View Single Post
 
Old Nov 03, 2012, 07:58 AM
Anonymous32451
Guest
 
Posts: n/a
Quote:
Originally Posted by CreativeTeardrop View Post
I've let everyone down. Family expected so much of me and I've just let them down. Couldn't stay in school because it got too hard to cope, I'd stopped eating and lost a lot of weight and in the end I couldn't force myself to go anymore. Ended up getting home schooling instead. Failed everything from then on.

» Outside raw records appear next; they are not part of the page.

PR #618, opened 2016-12-02
Add question numbers to schema json

jonnyshaw89:
Have added question numbers to the json schema

### How to review 
Question numbers should not be in the question title bit should be loaded through the number value in the json schema


app/templates/partials/question.html
```diff
@@ -2,13 +2,14 @@
...
 
+{% set question_number = question.schema_item.number %}
 {% set question_title = question.schema_item.title %}
 {% set question_subtitle = question.schema_item.subtitle %}
 {% set question_guidance = "" %}
 
 {% set question_titles %}
   {%- if question_title -%}
-    <h2 class="question__title neptune">{{question_title}}</h2>
+<h2 class="question__title neptune"><span>{{question_number}}. </span>{{question_title}}</h2>
```
ajmaddaford: Question number is optional, so we shouldn't output the span if it's not in the schema.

Everyone I know is at college while I can hardly leave the house.. Though I want to so much. I have a lot I want to do, just no motivation and I'm scared.

I find it hard to talk about certain things, though sometimes things like 'What are you doing tomorrow then?' will instantly make me feel horrible and I cut the person off. As much as I wanna talk about things I can't because the words just don't come out. Cry almost every night and feel so horrible, my mind is everywhere. Every day just gets worse and I hate how much I've let my mum down. She sounds so disappointed in me, but I don't blame her. I'm a waste of space, a mess.
I hate myself for being like this. I just want to make my mum proud of me.


i feel the same way.

like you, i was taken out of school too (due to my MH issues) and i don't even have home schooling... in fact- i've had nothing happen to me for almost a whole year

i don't leave the house too (social anxiety)

tell me about the things you want to do?